Many states have laws on their books that require puppies to stay with their mothers until they are eight weeks old.
I returned to work when my first son was six weeks old, dropping him off at daycare for nine hours a day, five days a week.
I was one of the lucky working moms, though. The company where I worked had a fairly family-friendly environment: private pumping rooms, hospital-grade pumps, onsite health clinic, onsite daycare, paid maternity, and still enough PTO days when I returned.
Even in that environment, it was stressful. I stressed about running out of meetings to pump. I worried about how many ounces I would get. I fretted over pumping in the car at a conference. I felt flustered about bringing a giant bag to work with me. I was frustrated when the pumping room was occupied during the only break I had. I felt plenty of anxiety about my goals: I wanted to pump and breastfeed until my son turned one.
A poster on the wall in one of the pumping rooms echoed the message that moms hear all of the time. It was a picture of a mom holding her sleeping baby. At the bottom, it read as follows:
“I want the best for my baby. I will give my baby mother’s milk for at least the first six months. I know giving my baby formula increases the risk of allergies, infections and visits to the doctor. My goal for a healthy baby is to breastfeed for one or two years.”
It’s really just a longer version of the commonly recited phrase, “Breast is best.”
But could I do this? Could I pump for six months? Could I make it for a year? Certainly not two! And if I didn’t, did that make it my fault if my baby got sick or had allergies? Thanks for the mom guilt, poster!
I vividly remember the day that the director of daycare called to tell me they didn’t have enough milk for my son’s bottles. I called my pediatric nurse practitioner for advice because, even though I regularly made serious decisions for a multi-million dollar software development project at work, I was worried about making the wrong decision for my son.
He began drinking both formula and breast milk.
I cried in the pumping room that day, knowing that I couldn’t possibly take more pumping breaks.
Working moms need all of the support we can get, from our spouses or partners, our bosses, our coworkers, other moms, and our own moms — anyone and everyone.
Kate Torgersen is the CEO and Founder of the company, Milk Stork, which supports pumping for traveling, working moms. She told me about her own stressful experience as a working mom, feeling overwhelmed as she tried to keep up with pumping and working simultaneously.
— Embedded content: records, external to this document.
PR #2673, opened 2026-09-07
Fix GNOME 51.rc compatibility

### LINKED ISSUE #2670: Error with gnome 51.rc
Fedora 45 pre release with gnome 51.rc show this error: "ImportError: Unable to load file from: resource:///org/gnome/shell/ui/pointerWatcher.js"

vanvugt:
The `PointerWatcher` class and `vertical` property no longer exist in 51.rc.

Closes #2670 and more

### DIFF
--- a/docking.js
+++ b/docking.js
@@ -16,7 +16,6 @@ import {
     Layout,
     Main,
     OverviewControls,
-    PointerWatcher,
     SwitcherPopup,
     Workspace,
     WorkspacesView,
@@ -512,11 +511,7 @@ const DockedDash = GObject.registerClass({
         // Remove existing barrier
         this._removeBarrier();
 
-        // Remove pointer watcher
-        if (this._dockWatch) {
-            PointerWatcher.getPointerWatcher()._removeWatch(this._dockWatch);
-            this._dockWatch = null;
-        }
+        this._removeDockWatch();
 
         if (this._optionalScrollWorkspaceSwitchDeadTimeId) {
             GLib.source_remove(this._optionalScrollWorkspaceSwitchDeadTimeId);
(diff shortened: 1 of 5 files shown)


docking.js
```diff
@@ -922,9 +920,9 @@ const DockedDash = GObject.registerClass({
         if (this._autohideIsEnabled &&
             (!Utils.supportsExtendedBarriers() ||
              !DockManager.settings.requirePressureToShow)) {
-            const pointerWatcher = PointerWatcher.getPointerWatcher();
-            this._dockWatch = pointerWatcher.addWatch(
-                DOCK_DWELL_CHECK_INTERVAL, this._checkDockDwell.bind(this));
+            this._dockWatch = Utils.getCursorTracker().connect(
+                'position-invalidated',
+                () => this._checkDockDwell(...global.get_pointer()));
```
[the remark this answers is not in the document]
vanvugt: I had the same concern. Copilot wrote that code.

3v1n0:
We should not remove code that worked in previous versions upstream though, so things should be adjusted depending their existence.

vanvugt:
> We should not remove code that worked in previous versions upstream though, so things should be adjusted depending their existence.

Nothing is removed. Only "moved".

docking.js
```diff
@@ -922,15 +926,26 @@ const DockedDash = GObject.registerClass({
...
 
-    _checkDockDwell(x, y) {
+    _checkDockDwellLater(x, y) {
+        this._checkDockDwellPos = {x, y};
+
+        if (this._checkDockDwellId > 0)
+            return;
+
+        this._checkDockDwellId = GLib.timeout_add(GLib.PRIORITY_DEFAULT,
+            DOCK_DWELL_CHECK_INTERVAL, this._checkDockDwellNow.bind(this));
```
3v1n0:
```suggestion
            DOCK_DWELL_CHECK_INTERVAL, () => this._checkDockDwellNow(x, y));
```

And drop `this._checkDockDwellPos`

docking.js
```diff
@@ -972,6 +987,9 @@ const DockedDash = GObject.registerClass({
             this._cancelDockDwell();
             this._dockDwelling = false;
         }
+
+        this._checkDockDwellId = 0;
+        return GLib.SOURCE_REMOVE;
```
3v1n0: Make this part of the arrow function where the timeout is called, I'd prefer to keep functions independent from the fact they're used in a source or not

Her twins were eight months old, and she had a four-day business trip coming up. Her goal was also to make it to the one-year mark, but it had already been a struggle to get to this far — eight months in. Together, the three of them had worked through challenges such as tandem nursing, a tongue tie, latching problems, weight-gain issues, and relentless pumping. She wasn’t sure how she was going to manage four days away from them and still keep it up.
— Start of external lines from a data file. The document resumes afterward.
PR #2678, opened 2026-09-14
Fix per-monitor rendering on mixed-DPI display sets

### LINKED ISSUE #435: Dock does not scale itself correctly when moved to a monitor with different DPI
I'm using the master branch. I have 2 monitors: My primary one is a 3200x1800 one and Gnome scales everything to 2x there. My secondary one is a 1920x1200 and Gnome uses 1x scale there. However, if I move the dock there, it is still displayed at a 2x scale, instead of 1x.

To make this easier to grasp, I have attached 2 screenshots, with the dock and the settings window side-by-side. The settings window is scaled correctly, according to the DPI of the monitor. The dock is not.

Normal DPI monitor (secondary):
96dpi

HiDPI monitor (primary):
192dpi

valentin-huebner:
## Summary

Fixes #435.

This change scales the components owned by each Dash-to-Dock instance according
to its target monitor. It requests icons at the monitor's native scale and
applies corresponding dimensions to dock styling, badges, scroll fades, and
detached tooltip labels.

The ideal fix would be for GNOME Shell/St to support per-monitor theme contexts,
allowing actors to resolve theme dimensions and rendering resources using the
scale of their stage view. Currently, `St.ThemeContext` is global to the Shell
stage and follows the primary monitor, so a dock displayed on another monitor
inherits the primary monitor's scale.

## Changes

- Request application icons at the target monitor's native scale.
- Apply monitor-specific sizing to dock padding, spacing, margins, badges, and
  scroll fades.
- Scale detached tooltip labels for their corresponding monitor while keeping tooltip positioning in native actor coordinates.

## Testing

Tested on:

- Ubuntu 24.04
- GNOME Shell 46
- Wayland
- One 100% monitor and one 200% monitor
- Dock configured to appear on all monitors

Verified with either monitor selected as primary:

- Dock size remains consistent between monitors.
- Icons are rendered sharply.
- Icon button padding remains proportional.
- Tooltips have the correct size and position.

The upstream port also passes:

- Dart Sass compilation
- `make _build`
- ESLint for all changed JavaScript files

## Architectural limitation

This is necessarily a component-level workaround. Theme dimensions inherited
from GNOME Shell cannot be corrected for an entire dock subtree because St does
not expose a per-subtree or per-stage-view `ThemeContext`.

The stylesheet currently covers Mutter's integer monitor scale factors from
1 through 4. Components added in the future may need their theme-owned metrics
included in the same mechanism.

Feedback on whether this workaround is appropriate upstream would be
appreciated.


3v1n0:
If any  we should rely on `clutter_actor_get_resource_scale` but IIRC there are no cases were we need to do manual intervention, do we?

PR #223, opened 2022-02-22
Enhancement/whitespace handling

nvdk:
Very basic implementation of pre-wrap whitespace handling in the editor:

- assumes anything inserted via insert-html command needs to be converted (e.g. collapsing whitespace, removing `\n` etc).
- Keeps existing non breaking spaces for now
- exports convert in the other direction, so whitespace that would collapses is replaced with `nbsp`.

Created as a draft because:
- needs more testing
- copy should probably also do the conversion from pre to normal collapsing
- some assumptions need to be validated: 
    - currently assumes we use <br> for newlines and that the editor will not use `\n`
    - empty textnodes can be dropped without consequence


addon/commands/insert-html-command.ts
```diff
@@ -24,7 +24,7 @@ export default class InsertHtmlCommand extends Command {
     const parser = new DOMParser();
     const html = parser.parseFromString(htmlString, 'text/html');
     const bodyContent = html.body.childNodes;
-    const reader = new HtmlReader(this.model);
+    const reader = new HtmlReader(this.model, true);
```
nvdk, line 27: think I should create a `WhitespaceCollapsingHtmlReader that extends `HtmlReader` instead

lagartoverde (approved):
Code looks good and it works as far as I can tell in the dummy app, some minor comments about commented code

nvdk:
looks to be working ok now, did not spot any immediate bugs. Needs some testing in an app with a plugin I think

abeforgit:
Targeting this for 0.51.0

... that feels nice to say, should we maybe incorporate that into the planning? jira has a concept of planning for releases :thinking:

nvdk:
> Targeting this for 0.51.0
> 
> ... that feels nice to say, should we maybe incorporate that into the planning? jira has a concept of planning for releases thinking

lets  keep the amount of administration minimal :pray:

PR #231, opened 2022-03-02
debounce text input slightly

nvdk:
By debouncing the text input we give chrome a bit more time to do it's rendering, it feels a lot better in chrome and the impact is minimal in firefox.


abeforgit:
nice trick, goes from unusable to frustrating but usable

PR #232, opened 2022-03-03
Breaking/remove old plugin wiring

nvdk:
This drops all old plugin API's and rendering, but keeps the code related to setting cursor positions etc for handlers. Also updates the readme to reflect the new API's.

Essentially the following is removed:
 - the event processor
 - the hintstregistry and all calls related to it
 - the plugin dispatcher
 - plugin api's such as the pernet API's
 - the text representation of the document and the generateDiffEvents calculation using it


abeforgit:
Putting this on hold until citation plugin is fixed

abeforgit:
Actually having a look at this again
any reason for keeping things like the fallback input handler and the pernet-raw-editor class?

nvdk:
Indeed older input handlers require pernet for setting the caret at least, I've kept only the functionality that is still required. Wrt to the fallback plugin handler, I didn't check if that could be dropped. I think it's likely we can drop it, but this needs to be verified.

nvdk:
I think this can be merged now, since all plugins have moved over to the new api's.

PR #233, opened 2022-03-03
Fix bug with predicate node generation

abeforgit:
Predicate node querying was broken because of an incorrect way to filter out subjects


addon/model/util/datastore/datastore.ts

At the same time, she was committed to her career. Many women, when in similar situations, are forced to choose between the two — their family, or their job — because of a lack of support. Moms shoulder the weight of expectations. They have to be all in with kids, or all in with their career. Nobody gets to ‘have it all.’ If a working mom is a CEO, she doesn’t have enough time to be with her kids. If a mom stays home, she’s imploding her career and putting herself far behind with retirement, benefits, pay, and a chance at returning to the workforce.
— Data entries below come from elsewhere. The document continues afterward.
PR #234, opened 2022-03-03
Bug/mark attribute rendering

abeforgit:
fix mark rendering crashing when an attribute had `undefined` as a value

### DIFF
--- a/tests/unit/commands/match-text-command-test.ts
+++ b/tests/unit/commands/match-text-command-test.ts
@@ -184,4 +184,42 @@ module('Unit | commands | match-text-command-text', (hooks) => {
 
     assert.true(results[0].range.sameAs(expectedRange));
   });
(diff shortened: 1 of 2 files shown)


nvdk (approved):
don't know when this occurs, but the code looks sane.

tests/unit/commands/match-text-command-test.ts
```diff
@@ -184,4 +184,40 @@ module('Unit | commands | match-text-command-text', (hooks) => {
 
     assert.true(results[0].range.sameAs(expectedRange));
   });
+  test('only match inside of searchRange', (assert) => {
```
nvdk, line 187: this test doens't really belong in this PR I think

lagartoverde (approved):
Looks good :)

PR #235, opened 2022-03-04
Fix list indentation

Dietr:
In some cases (GN: intro & outro text) the list indentation was not displayed correctly.

### DIFF
--- a/app/styles/ember-rdfa-editor/_c-editor.scss
+++ b/app/styles/ember-rdfa-editor/_c-editor.scss
@@ -21,16 +21,12 @@ $say-annotation-width: $au-unit-huge * 1.5 !default;
 
 .say-editor {
   background-color: $say-paper-background;
-  padding: $say-editor-padding $say-editor-padding * .5;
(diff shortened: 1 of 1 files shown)


benjay10:
My apologies for reviewing, even when I'm not assigned.

The bug sure is fixed, bullet points follow logical indentation now, but I still have some remarks and not sure if this the correct time to solve them.

The bullet points seem to be negatively indented, they appear to much to the left (unless that is intentional). It looks a bit wonky, especially in overview components.
afbeelding
afbeelding

There is also no outlining of a virtual sheet of paper, in contrast to other parts of the application that use an editor. This is no big deal, but before these changes the text appeared all the way on the left of the screen, while now, with corrected padding, the text seems to float more in the center of the screen, which might be a bit confusing. It is as if there are irremovable spaces or tabs on the left.

Before this PR:
afbeelding

After this PR:
afbeelding

nvdk:
I think it's best to log these as separate bugs on the backlog, so we can already merge this fix.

We can do so much better for working moms. We can shut down these beliefs.
As Kate prepared for her business trip, she researched the logistics of providing enough breast milk for her twins for those four days. The best solution would be to ship it back, so she looked into making that happen.
“It was going to involve sourcing dry ice and shipping materials to my hotel room, and getting myself to a special FedEx shipping facility every day without a rental car,” she said. “It was too much to do on top of the conference and all of the pumping!”
This experience was the impetus for launching her own business a year later: Milk Stork. It’s the “first-ever breast milk shipping company for business traveling breastfeeding moms.”
Not only did Kate want something that would work for her, but she created a company with a mission to support working moms to succeed as the loving, caring provider of their kids — as well as hard-working career women.
Milk Stork provides services for shipping or bringing expressed breast milk home while traveling for business. They provide a letter that women can provide their HR that details the benefits of supporting working mothers better. Through their enterprise program, companies like GoDaddy and Athena Health offer Milk Stork as a benefit for employees.
Kate told me about the growth of her company, fueled entirely by word of mouth from mom to mom. “Moms have discovered Milk Stork,” she said, “and then shared it with their personal and professional networks—their friends, coworkers, family members, Mommy Groups online and in person, lactation consultants, pediatricians, etc.” The word is out.
Every week, Kate receives emails from working moms about how Milk Stork has helped them. She’s even had moms approach her to say thanks at the grocery store, or her son’s baseball practice, because she was wearing her Milk Stork hoodie. Milk Stork is the perfect example of moms supporting moms — because we really are all in this together.